═══ EXTRACTED DATA ═══
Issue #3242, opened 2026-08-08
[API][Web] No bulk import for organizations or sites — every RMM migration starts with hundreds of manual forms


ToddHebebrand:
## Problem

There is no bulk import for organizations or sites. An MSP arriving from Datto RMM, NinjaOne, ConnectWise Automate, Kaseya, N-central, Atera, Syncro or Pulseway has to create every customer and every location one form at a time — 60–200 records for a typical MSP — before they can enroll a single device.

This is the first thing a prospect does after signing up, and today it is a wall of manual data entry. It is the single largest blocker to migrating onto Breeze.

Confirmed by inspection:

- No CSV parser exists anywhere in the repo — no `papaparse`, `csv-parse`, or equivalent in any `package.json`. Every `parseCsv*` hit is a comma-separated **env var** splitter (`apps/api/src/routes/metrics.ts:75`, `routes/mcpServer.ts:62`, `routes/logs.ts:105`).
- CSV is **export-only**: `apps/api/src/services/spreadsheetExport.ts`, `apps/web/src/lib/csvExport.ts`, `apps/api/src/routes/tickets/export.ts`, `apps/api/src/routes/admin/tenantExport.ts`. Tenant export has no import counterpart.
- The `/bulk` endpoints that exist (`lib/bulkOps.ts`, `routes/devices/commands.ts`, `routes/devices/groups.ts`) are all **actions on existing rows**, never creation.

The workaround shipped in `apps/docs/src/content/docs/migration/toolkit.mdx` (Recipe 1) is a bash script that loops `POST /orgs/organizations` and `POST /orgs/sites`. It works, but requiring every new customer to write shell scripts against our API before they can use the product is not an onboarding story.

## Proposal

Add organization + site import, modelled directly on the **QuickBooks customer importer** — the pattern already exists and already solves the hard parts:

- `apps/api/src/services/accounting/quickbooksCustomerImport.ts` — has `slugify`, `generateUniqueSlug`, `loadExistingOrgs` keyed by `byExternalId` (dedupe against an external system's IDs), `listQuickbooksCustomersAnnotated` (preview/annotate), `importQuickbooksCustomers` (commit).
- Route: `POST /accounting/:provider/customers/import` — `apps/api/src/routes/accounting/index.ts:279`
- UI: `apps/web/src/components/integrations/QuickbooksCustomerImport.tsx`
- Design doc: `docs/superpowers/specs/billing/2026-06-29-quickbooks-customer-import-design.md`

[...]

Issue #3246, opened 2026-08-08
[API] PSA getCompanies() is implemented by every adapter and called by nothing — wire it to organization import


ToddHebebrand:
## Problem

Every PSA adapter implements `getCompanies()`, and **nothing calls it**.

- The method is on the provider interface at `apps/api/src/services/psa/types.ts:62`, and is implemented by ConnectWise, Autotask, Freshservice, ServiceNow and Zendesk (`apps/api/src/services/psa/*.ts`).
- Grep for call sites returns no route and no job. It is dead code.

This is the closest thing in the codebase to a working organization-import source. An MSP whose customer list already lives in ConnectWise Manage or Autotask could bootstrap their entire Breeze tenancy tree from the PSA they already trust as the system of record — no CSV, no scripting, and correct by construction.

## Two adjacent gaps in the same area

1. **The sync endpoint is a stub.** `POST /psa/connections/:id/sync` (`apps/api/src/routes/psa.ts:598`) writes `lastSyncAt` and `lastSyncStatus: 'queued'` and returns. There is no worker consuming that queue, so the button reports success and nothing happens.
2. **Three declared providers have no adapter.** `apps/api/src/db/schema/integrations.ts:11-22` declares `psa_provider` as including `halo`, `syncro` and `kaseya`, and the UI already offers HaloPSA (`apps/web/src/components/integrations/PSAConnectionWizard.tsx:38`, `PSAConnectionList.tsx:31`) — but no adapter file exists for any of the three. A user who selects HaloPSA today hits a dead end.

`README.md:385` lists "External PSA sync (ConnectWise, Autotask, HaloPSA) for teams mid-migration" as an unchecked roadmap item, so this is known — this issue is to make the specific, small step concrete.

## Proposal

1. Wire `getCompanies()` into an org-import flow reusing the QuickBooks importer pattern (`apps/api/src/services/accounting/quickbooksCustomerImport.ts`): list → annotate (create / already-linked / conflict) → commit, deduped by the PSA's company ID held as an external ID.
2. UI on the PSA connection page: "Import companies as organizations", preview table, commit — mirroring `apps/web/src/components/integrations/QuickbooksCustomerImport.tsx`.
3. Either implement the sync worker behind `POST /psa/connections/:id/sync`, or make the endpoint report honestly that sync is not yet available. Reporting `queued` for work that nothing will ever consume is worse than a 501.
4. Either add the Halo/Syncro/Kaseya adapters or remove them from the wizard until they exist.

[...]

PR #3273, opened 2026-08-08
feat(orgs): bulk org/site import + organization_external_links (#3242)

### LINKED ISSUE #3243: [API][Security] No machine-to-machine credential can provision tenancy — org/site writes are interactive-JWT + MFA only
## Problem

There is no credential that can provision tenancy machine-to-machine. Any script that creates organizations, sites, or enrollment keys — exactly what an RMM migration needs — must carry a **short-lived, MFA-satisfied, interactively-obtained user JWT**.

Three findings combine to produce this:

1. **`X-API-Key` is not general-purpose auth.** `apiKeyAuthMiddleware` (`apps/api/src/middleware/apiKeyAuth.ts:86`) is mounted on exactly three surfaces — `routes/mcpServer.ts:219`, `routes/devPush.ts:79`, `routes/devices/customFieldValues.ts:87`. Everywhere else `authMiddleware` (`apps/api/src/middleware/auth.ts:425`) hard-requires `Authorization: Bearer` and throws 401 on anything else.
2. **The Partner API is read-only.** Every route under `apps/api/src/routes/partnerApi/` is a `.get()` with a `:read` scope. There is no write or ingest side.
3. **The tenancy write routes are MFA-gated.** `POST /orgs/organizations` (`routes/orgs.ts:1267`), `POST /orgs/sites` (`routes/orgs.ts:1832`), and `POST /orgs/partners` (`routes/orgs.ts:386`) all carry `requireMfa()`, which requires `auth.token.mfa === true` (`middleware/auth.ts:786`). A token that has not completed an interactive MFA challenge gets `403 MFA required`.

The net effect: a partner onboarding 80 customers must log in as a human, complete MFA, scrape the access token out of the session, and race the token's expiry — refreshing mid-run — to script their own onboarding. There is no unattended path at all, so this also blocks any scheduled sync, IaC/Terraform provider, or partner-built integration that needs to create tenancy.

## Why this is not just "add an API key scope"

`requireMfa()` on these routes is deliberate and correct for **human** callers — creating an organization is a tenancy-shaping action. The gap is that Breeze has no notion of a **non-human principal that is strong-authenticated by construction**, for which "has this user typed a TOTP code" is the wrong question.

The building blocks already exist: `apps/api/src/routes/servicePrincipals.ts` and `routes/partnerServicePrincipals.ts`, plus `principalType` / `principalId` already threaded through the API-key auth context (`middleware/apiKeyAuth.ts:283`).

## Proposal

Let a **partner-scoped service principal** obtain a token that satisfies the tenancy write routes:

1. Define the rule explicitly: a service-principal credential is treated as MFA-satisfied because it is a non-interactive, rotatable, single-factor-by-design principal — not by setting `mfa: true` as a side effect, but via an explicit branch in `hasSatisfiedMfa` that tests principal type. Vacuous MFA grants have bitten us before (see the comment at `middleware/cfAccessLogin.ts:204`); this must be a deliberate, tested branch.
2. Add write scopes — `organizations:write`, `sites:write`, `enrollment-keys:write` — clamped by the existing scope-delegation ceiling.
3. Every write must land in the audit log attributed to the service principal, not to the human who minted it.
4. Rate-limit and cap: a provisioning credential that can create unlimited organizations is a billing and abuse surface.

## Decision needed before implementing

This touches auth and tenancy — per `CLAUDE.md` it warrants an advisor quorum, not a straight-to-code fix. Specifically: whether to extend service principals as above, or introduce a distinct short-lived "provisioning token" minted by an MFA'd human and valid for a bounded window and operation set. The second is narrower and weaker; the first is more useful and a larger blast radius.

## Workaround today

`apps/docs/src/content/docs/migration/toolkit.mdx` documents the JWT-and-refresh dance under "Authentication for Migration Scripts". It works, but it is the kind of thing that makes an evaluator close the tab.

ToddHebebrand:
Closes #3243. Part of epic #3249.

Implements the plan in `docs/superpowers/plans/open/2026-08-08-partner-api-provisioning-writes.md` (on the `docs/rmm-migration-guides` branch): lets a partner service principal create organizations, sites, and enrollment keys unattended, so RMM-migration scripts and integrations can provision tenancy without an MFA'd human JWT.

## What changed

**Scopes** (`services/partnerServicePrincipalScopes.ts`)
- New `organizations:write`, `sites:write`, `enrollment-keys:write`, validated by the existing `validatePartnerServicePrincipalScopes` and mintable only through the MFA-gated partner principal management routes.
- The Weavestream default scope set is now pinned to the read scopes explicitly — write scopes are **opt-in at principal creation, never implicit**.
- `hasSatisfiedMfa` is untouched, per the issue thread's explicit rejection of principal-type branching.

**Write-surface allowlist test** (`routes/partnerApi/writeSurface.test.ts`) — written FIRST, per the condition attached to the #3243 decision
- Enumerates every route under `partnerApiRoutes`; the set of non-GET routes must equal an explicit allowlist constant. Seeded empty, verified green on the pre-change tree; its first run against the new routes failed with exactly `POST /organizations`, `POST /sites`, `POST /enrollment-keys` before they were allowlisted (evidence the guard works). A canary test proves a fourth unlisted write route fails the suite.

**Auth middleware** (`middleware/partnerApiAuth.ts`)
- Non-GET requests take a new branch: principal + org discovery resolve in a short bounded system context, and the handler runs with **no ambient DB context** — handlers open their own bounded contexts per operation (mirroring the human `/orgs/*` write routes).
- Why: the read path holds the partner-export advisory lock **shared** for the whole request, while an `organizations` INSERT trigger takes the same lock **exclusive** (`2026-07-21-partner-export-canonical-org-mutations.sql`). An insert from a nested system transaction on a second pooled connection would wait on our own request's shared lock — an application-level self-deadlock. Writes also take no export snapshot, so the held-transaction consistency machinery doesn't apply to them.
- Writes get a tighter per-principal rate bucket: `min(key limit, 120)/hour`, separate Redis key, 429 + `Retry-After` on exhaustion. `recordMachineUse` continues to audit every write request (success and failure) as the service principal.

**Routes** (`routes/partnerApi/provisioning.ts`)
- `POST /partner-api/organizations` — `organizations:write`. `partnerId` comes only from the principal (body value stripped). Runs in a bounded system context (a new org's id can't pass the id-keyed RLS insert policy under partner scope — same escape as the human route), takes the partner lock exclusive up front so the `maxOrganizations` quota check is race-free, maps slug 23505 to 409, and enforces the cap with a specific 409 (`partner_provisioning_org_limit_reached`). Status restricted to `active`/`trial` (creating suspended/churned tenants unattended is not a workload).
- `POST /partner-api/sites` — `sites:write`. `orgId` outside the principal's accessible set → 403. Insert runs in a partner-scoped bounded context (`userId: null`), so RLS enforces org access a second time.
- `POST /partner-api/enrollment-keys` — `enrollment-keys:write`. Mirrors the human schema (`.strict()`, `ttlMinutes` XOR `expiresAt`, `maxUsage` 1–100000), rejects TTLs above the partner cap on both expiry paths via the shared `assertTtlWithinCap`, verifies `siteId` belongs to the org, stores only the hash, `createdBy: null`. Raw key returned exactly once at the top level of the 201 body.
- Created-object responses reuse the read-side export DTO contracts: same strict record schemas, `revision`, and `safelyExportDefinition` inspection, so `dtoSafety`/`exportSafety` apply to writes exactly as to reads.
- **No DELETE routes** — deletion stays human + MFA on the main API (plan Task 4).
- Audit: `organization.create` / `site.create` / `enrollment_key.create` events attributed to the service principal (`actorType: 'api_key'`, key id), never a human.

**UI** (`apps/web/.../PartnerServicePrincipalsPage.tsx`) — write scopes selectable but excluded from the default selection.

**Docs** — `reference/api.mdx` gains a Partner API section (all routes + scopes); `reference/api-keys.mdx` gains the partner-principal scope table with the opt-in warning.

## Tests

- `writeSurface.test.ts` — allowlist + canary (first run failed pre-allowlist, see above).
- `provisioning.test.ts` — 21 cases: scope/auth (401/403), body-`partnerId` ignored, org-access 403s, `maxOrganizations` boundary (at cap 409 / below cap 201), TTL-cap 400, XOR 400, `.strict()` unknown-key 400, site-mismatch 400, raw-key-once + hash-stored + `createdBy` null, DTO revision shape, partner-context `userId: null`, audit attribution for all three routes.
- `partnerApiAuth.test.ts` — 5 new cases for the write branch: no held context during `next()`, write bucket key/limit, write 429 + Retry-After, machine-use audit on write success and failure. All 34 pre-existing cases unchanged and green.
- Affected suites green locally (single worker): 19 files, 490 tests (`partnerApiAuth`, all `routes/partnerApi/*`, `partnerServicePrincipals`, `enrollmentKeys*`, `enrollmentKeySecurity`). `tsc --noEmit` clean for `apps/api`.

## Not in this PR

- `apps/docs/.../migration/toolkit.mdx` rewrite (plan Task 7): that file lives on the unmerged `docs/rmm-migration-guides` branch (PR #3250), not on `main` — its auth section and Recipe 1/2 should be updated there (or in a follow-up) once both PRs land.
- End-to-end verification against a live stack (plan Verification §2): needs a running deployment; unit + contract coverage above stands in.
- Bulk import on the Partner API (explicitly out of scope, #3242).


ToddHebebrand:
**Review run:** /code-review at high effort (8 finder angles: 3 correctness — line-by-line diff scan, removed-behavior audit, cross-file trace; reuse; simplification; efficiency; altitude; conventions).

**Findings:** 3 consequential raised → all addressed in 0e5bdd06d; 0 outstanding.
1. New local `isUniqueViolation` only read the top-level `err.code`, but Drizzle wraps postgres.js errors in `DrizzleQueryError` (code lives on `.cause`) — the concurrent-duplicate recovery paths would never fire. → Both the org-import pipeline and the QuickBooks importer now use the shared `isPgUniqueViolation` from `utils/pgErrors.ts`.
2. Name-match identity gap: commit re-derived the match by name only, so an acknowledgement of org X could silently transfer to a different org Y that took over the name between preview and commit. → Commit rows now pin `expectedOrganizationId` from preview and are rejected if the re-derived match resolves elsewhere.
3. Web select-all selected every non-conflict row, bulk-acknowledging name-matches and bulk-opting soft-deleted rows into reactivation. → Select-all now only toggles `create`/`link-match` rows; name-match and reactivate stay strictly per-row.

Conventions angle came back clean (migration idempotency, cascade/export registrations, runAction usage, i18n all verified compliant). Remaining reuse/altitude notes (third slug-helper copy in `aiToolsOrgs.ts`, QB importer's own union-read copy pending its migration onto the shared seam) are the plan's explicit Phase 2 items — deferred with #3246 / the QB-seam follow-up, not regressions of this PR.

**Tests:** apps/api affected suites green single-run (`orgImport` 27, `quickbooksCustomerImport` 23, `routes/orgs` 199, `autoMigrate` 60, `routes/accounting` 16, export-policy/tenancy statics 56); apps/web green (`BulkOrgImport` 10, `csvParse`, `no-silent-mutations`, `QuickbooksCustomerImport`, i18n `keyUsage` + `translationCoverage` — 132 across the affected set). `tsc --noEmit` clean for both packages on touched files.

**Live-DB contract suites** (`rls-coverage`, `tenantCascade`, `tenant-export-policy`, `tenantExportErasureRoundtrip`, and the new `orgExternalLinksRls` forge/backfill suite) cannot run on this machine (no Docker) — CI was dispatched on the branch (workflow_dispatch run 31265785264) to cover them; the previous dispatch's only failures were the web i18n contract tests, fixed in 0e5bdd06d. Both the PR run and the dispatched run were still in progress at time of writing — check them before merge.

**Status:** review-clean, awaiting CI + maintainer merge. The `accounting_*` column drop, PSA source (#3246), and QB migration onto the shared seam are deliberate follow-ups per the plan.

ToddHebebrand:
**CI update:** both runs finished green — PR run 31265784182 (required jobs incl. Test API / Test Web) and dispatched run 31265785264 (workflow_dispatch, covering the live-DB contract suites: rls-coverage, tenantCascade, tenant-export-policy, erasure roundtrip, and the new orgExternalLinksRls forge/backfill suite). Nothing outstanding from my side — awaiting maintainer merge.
═══
═══ EXTRACTED DATA ═══
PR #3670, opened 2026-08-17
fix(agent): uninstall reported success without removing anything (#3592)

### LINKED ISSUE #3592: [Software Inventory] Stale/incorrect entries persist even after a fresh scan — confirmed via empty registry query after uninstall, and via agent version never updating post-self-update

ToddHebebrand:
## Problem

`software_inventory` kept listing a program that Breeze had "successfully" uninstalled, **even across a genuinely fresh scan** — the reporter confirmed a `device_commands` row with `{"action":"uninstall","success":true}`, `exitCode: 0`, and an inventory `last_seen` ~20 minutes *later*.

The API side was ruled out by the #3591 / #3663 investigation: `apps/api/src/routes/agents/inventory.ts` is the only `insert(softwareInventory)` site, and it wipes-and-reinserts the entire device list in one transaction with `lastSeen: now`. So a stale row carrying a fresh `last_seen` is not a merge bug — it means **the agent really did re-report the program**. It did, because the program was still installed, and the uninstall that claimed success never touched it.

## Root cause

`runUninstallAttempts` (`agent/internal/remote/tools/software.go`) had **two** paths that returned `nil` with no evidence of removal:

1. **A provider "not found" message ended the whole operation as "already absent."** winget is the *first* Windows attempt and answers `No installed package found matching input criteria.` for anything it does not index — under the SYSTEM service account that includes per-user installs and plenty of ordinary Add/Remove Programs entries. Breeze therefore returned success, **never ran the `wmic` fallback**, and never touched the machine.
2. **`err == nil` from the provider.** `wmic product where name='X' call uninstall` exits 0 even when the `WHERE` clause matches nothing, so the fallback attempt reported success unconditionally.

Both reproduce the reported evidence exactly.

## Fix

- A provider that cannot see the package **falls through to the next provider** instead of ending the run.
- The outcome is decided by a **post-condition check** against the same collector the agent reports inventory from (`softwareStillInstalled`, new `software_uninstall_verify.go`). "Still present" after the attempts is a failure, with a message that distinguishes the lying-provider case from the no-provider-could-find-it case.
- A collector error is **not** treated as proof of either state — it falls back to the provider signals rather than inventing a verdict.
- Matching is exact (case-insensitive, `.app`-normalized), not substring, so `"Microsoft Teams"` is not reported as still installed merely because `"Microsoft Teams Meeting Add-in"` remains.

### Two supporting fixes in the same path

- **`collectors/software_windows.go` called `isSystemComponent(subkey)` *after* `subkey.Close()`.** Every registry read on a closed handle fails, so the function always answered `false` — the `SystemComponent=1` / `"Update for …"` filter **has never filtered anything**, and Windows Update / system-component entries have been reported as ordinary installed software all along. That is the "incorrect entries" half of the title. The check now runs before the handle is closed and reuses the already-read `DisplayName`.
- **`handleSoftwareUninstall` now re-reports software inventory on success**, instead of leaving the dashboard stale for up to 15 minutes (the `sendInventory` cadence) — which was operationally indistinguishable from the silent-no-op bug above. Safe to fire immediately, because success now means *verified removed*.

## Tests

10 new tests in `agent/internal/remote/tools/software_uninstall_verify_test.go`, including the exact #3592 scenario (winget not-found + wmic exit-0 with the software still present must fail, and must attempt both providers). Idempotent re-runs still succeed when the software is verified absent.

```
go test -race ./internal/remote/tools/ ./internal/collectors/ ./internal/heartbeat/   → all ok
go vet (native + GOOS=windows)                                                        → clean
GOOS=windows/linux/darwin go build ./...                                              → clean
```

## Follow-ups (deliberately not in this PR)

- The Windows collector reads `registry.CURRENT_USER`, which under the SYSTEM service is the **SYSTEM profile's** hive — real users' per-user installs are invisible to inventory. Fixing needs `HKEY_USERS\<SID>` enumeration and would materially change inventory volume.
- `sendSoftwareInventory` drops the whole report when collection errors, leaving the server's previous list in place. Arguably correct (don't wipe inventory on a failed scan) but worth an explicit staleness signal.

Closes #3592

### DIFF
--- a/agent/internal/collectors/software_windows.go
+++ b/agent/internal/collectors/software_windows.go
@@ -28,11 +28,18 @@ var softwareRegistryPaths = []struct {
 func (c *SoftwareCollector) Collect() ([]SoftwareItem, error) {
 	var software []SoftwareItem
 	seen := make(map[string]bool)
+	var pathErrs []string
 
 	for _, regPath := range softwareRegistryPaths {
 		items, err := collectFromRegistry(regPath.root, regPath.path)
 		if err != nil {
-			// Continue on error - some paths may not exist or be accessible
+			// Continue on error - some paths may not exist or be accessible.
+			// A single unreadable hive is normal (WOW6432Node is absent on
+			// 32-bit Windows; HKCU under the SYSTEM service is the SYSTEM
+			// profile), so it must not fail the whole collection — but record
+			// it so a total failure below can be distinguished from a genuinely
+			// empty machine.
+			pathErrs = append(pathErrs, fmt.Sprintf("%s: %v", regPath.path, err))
═══
#### [WHAT THE TASK REQUIRES]
Search the entries for lines with the string "installs", then report their number alone.

#### [TASK ANSWER]
2